WORK INSTRUCTION:
From the data that follows, report how many lines hold the string "initialization", giving only the number.

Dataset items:
┄┄┄┄┄┄┄┄┄┄

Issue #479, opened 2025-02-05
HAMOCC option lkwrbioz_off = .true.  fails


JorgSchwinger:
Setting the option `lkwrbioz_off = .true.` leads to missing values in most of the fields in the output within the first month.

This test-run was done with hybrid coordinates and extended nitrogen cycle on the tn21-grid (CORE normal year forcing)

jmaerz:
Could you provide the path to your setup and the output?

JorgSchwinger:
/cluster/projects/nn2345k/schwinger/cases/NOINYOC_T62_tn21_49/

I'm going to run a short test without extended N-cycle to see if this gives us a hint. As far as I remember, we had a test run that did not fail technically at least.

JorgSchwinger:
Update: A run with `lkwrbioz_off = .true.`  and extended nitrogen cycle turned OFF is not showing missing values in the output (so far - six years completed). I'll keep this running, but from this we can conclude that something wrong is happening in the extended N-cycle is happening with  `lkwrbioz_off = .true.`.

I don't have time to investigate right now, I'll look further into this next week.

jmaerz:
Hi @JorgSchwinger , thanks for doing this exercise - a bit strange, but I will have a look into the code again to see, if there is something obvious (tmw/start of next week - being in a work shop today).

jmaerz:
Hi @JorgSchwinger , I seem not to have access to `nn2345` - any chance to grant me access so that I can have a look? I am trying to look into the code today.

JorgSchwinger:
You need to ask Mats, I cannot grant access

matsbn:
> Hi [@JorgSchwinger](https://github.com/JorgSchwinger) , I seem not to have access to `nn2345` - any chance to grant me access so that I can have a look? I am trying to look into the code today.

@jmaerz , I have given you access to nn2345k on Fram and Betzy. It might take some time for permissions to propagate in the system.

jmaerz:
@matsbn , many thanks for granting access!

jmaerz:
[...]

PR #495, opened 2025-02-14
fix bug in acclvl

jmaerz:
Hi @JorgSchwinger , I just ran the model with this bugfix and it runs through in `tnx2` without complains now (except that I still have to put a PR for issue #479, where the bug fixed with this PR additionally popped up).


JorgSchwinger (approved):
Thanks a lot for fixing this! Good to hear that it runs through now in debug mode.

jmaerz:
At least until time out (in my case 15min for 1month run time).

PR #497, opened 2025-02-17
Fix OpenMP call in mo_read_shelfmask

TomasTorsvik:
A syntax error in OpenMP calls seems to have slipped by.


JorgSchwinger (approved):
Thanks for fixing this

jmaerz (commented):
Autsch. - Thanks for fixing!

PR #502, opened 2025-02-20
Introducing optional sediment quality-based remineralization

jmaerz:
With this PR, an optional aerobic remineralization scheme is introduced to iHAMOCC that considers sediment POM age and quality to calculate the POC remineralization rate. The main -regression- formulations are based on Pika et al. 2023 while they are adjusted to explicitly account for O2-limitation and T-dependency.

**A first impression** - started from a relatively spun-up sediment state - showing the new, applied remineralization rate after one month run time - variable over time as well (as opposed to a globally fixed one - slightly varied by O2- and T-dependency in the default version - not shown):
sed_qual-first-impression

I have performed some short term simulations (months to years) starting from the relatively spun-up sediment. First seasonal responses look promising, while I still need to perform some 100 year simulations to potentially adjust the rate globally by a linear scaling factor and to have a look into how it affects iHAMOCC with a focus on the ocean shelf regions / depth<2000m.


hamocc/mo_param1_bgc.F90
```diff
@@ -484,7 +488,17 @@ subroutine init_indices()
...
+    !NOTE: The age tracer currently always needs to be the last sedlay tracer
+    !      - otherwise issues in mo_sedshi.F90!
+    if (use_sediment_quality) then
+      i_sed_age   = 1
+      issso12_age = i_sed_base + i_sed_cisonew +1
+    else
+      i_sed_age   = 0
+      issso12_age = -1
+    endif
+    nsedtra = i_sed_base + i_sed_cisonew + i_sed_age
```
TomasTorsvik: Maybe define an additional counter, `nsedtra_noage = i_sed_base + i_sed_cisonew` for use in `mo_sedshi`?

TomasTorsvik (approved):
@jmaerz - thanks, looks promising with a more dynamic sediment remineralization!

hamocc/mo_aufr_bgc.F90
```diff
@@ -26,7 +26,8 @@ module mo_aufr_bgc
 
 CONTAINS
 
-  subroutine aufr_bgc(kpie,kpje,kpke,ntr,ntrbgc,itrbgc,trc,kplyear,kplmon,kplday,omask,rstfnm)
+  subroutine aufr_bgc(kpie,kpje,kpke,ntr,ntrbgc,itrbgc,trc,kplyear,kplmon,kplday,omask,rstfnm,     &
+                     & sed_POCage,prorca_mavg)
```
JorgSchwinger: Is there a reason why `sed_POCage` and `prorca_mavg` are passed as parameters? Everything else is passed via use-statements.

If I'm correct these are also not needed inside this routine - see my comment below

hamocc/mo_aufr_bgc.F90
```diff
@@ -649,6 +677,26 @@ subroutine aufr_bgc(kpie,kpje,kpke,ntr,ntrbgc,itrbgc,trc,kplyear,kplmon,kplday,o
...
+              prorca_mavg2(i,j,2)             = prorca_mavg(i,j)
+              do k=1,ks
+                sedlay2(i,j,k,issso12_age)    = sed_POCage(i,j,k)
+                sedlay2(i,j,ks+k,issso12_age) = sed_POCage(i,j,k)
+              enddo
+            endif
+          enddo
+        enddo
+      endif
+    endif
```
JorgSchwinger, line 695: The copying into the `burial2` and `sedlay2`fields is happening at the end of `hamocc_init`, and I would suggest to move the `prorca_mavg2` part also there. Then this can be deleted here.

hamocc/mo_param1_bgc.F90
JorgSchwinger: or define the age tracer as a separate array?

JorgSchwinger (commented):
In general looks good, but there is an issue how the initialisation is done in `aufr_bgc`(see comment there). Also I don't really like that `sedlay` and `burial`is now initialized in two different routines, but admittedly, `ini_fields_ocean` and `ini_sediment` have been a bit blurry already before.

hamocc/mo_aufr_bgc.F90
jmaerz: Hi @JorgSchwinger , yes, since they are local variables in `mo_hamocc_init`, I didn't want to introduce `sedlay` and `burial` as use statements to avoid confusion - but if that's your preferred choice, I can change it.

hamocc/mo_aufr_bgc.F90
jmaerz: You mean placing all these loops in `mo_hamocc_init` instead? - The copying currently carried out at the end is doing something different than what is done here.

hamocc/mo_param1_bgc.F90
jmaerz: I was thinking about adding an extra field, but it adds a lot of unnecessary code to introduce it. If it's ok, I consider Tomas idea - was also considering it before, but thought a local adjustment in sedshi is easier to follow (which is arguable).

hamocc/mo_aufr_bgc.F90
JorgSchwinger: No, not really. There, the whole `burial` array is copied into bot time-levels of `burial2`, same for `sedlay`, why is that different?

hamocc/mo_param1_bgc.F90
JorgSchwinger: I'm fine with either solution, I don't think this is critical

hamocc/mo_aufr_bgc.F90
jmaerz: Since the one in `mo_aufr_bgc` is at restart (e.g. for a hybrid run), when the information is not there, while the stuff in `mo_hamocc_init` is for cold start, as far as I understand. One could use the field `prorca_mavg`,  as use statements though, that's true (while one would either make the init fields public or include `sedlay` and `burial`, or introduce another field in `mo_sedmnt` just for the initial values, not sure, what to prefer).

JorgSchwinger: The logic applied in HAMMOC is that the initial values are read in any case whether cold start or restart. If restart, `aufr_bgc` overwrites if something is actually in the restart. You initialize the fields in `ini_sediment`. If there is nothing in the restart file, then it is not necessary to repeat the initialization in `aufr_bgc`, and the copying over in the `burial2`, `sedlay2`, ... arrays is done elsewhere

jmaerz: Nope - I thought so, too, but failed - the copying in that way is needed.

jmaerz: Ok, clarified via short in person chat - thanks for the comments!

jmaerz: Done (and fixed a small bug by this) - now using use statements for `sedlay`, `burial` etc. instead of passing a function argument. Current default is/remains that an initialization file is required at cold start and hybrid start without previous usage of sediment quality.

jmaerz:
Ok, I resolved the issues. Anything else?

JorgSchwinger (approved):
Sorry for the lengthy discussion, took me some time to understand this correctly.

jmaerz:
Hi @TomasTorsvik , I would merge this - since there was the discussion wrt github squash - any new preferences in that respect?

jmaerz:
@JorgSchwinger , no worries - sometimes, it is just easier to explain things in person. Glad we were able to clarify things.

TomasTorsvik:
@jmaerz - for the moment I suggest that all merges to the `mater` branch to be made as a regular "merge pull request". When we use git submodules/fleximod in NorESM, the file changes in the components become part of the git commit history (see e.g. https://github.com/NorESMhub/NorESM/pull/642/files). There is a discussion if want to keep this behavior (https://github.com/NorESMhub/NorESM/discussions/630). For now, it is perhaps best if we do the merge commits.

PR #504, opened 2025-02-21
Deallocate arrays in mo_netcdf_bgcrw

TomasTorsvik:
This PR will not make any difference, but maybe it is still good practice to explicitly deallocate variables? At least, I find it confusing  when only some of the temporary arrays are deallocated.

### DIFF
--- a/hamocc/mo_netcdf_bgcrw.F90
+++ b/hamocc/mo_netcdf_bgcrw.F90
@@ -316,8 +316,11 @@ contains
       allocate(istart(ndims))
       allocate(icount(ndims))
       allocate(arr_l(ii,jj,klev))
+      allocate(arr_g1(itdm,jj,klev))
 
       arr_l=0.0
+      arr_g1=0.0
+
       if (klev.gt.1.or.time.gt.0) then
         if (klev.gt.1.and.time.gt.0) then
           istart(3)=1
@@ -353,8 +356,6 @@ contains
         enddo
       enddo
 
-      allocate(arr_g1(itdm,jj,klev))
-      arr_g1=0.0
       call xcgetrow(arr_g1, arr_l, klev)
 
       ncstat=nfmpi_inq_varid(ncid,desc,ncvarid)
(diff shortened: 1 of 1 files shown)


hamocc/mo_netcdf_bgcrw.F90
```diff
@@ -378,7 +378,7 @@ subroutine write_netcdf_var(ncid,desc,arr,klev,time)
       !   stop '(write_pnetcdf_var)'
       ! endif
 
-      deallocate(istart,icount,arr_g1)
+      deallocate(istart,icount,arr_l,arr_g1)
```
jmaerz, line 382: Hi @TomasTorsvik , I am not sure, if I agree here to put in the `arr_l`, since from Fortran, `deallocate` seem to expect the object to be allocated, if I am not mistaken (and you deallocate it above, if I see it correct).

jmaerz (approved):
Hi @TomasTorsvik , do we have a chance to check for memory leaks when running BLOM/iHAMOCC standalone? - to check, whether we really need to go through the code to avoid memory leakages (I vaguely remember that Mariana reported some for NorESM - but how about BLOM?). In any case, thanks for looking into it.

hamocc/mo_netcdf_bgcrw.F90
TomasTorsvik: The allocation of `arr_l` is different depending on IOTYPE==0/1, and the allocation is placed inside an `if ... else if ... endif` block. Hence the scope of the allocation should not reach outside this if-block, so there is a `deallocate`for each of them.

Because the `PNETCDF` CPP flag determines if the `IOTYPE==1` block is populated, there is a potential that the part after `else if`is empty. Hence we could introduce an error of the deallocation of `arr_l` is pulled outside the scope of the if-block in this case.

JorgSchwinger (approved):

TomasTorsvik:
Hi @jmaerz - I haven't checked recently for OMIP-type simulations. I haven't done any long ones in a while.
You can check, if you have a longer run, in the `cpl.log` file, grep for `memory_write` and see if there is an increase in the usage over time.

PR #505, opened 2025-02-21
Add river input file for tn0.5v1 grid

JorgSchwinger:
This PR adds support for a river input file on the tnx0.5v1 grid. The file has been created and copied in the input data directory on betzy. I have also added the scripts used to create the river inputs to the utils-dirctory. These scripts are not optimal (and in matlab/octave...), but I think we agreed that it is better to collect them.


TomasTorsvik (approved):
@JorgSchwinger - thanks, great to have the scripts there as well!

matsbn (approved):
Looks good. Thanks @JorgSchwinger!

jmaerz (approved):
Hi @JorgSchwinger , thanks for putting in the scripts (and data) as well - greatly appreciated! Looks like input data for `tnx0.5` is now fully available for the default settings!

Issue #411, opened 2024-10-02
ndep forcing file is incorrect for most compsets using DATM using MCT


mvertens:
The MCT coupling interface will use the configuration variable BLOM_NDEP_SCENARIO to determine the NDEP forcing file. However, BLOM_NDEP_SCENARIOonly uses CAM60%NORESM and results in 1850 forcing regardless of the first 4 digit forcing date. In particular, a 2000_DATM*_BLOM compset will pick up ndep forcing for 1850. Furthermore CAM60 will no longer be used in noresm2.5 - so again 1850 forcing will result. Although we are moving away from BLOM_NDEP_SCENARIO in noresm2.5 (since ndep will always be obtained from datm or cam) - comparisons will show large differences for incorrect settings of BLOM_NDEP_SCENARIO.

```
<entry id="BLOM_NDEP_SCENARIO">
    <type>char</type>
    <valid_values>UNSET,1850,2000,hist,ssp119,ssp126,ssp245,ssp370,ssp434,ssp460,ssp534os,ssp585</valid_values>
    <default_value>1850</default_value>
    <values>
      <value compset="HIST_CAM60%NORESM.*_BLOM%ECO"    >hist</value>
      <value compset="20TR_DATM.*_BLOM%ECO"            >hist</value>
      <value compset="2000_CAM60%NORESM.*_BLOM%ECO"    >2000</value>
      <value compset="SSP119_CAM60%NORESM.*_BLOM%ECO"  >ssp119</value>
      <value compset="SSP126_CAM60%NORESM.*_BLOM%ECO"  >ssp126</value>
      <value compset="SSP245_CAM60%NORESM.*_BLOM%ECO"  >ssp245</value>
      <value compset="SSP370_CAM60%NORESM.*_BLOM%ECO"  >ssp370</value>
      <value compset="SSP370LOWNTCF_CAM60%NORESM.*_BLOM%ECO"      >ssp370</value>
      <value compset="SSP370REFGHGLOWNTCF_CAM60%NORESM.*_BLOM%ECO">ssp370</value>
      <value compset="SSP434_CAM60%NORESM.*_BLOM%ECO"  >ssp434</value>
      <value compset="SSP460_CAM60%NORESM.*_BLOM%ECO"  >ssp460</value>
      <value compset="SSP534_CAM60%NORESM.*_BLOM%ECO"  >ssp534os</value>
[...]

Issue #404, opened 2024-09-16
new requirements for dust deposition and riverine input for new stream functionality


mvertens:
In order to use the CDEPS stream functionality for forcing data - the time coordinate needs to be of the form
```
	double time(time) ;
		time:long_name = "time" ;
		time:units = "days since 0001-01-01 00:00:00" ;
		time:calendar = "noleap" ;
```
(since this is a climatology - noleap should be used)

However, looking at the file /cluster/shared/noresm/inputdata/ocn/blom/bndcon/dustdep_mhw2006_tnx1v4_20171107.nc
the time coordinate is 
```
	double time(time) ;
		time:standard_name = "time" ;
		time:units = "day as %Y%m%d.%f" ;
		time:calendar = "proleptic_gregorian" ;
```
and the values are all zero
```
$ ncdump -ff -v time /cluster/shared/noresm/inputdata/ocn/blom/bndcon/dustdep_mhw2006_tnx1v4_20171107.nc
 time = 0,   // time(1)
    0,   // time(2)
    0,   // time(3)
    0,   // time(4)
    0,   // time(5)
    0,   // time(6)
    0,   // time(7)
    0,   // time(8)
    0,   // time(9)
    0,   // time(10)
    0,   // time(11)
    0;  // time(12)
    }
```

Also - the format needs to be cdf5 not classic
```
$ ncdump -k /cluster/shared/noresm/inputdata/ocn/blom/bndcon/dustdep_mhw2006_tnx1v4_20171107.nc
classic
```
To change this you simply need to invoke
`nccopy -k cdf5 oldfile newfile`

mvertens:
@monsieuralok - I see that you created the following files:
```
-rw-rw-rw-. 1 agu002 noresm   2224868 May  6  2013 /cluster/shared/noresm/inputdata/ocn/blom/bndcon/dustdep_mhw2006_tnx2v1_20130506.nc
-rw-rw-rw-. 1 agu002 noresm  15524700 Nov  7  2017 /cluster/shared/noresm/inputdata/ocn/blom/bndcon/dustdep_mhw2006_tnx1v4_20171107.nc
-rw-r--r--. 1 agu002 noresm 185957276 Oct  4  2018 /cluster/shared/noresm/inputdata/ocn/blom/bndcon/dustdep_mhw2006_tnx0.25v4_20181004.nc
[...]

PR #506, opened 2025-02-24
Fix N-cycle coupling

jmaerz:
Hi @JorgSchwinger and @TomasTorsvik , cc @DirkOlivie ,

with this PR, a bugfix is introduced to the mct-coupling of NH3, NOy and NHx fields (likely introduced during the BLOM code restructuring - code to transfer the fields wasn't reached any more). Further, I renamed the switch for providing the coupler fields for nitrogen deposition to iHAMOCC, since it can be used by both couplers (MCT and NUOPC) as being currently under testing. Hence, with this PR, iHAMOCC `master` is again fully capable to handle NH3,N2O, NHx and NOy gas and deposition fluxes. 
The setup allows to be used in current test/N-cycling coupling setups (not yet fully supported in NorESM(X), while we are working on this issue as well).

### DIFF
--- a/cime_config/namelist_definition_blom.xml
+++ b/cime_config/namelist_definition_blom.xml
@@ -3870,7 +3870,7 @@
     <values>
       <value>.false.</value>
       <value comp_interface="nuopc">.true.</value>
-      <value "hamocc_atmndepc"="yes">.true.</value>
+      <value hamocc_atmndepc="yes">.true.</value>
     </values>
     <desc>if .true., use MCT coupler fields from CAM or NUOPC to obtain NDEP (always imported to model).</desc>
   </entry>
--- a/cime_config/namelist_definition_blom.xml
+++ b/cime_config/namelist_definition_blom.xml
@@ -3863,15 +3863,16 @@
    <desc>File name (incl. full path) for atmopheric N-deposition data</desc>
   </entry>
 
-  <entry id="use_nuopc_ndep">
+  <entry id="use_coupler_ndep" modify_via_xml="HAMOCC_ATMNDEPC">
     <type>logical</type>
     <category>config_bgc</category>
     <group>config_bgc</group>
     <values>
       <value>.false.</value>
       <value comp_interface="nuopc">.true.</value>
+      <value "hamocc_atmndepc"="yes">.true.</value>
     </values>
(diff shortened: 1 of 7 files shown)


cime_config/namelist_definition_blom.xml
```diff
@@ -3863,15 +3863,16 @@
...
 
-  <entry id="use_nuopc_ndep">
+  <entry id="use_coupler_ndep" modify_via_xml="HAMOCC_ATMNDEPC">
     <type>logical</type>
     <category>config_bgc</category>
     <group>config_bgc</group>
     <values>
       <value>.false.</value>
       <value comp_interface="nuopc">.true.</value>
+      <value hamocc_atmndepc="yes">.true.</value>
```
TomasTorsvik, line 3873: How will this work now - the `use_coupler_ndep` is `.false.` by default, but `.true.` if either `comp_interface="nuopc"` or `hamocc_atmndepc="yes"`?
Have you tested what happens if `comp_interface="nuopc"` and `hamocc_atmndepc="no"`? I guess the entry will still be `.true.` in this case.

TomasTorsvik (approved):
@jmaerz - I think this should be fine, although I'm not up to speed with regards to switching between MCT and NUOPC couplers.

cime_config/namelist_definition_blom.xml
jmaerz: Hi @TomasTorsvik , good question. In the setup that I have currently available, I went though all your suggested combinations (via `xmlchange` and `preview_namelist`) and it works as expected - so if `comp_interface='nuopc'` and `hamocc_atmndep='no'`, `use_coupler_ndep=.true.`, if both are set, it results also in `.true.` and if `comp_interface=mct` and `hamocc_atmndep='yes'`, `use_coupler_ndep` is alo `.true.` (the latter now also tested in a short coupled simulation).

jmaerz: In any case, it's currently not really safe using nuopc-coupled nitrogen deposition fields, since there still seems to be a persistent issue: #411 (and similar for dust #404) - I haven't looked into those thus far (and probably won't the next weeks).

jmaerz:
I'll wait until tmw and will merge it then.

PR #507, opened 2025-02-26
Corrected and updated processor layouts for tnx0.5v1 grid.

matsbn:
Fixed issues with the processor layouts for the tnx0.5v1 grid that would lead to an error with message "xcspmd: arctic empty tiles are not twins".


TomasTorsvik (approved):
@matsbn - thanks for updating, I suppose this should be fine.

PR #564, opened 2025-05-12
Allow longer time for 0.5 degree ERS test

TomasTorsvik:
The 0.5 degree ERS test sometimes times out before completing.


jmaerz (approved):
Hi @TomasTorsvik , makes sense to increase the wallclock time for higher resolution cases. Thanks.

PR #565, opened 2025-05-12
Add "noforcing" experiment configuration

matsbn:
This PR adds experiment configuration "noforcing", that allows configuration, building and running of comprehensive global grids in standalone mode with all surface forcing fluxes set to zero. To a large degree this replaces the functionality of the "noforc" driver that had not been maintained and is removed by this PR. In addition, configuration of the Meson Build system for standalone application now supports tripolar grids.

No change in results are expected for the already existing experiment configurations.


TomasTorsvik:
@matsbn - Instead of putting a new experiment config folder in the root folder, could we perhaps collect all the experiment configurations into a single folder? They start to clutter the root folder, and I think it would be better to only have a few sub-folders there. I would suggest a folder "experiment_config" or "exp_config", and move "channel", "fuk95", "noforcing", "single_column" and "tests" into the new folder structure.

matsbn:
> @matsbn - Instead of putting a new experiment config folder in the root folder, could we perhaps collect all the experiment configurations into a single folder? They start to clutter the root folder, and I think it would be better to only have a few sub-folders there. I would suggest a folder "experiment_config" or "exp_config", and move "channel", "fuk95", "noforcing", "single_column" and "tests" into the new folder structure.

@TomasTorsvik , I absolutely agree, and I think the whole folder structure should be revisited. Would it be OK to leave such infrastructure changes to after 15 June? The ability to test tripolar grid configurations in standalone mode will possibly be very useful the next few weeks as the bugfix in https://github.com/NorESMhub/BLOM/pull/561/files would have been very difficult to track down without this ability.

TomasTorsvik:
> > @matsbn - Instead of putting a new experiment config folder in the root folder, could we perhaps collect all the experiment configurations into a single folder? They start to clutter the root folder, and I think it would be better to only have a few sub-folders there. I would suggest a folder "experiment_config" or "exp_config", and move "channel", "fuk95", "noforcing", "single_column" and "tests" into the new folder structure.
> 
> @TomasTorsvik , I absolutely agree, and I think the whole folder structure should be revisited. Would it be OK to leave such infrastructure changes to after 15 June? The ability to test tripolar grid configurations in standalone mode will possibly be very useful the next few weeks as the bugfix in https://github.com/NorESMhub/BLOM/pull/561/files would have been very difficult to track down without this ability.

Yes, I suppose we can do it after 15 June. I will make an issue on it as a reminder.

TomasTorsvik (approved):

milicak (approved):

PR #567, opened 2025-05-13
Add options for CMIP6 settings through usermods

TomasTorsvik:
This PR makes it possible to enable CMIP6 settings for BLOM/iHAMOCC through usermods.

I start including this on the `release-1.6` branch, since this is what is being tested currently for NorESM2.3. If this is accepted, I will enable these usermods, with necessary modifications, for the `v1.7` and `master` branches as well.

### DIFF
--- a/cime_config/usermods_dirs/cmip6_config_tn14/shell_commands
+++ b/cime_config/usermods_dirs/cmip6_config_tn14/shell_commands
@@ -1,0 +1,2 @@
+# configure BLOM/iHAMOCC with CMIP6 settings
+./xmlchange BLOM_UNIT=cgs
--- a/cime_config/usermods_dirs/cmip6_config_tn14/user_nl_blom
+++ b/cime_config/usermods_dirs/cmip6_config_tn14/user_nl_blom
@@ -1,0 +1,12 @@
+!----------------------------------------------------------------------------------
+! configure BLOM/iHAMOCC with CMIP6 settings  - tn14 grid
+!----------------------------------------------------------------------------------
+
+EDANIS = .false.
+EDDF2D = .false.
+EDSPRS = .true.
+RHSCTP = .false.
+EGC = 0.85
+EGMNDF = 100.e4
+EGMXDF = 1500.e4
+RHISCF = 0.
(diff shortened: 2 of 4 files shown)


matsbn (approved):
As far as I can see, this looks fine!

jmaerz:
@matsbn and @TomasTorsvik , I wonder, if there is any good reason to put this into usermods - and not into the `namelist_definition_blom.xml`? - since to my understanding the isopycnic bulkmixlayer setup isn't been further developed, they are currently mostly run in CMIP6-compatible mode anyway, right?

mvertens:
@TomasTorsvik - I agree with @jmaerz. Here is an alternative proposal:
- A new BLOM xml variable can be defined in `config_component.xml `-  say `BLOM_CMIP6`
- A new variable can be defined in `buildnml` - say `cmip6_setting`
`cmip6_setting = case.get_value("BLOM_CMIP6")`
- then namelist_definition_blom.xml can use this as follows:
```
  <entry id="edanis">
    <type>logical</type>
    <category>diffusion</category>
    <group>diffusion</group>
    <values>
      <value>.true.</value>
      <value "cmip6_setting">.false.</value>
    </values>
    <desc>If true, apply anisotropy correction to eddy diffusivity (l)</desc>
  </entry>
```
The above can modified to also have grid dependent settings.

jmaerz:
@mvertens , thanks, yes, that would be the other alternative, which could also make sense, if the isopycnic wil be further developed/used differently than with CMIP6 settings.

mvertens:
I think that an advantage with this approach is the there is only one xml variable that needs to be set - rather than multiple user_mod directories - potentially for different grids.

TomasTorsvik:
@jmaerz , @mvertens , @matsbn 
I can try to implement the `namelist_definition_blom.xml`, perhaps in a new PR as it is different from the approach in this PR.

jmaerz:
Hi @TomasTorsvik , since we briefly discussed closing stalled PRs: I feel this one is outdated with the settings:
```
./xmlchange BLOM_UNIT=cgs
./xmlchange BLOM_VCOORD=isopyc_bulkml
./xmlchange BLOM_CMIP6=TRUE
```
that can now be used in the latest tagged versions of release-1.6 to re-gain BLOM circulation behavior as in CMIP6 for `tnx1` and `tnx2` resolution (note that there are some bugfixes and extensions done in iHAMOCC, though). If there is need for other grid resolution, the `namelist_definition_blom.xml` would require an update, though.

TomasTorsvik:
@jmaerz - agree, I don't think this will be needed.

┄┄┄┄┄┄┄┄┄┄

PROBLEM SOLUTION:
2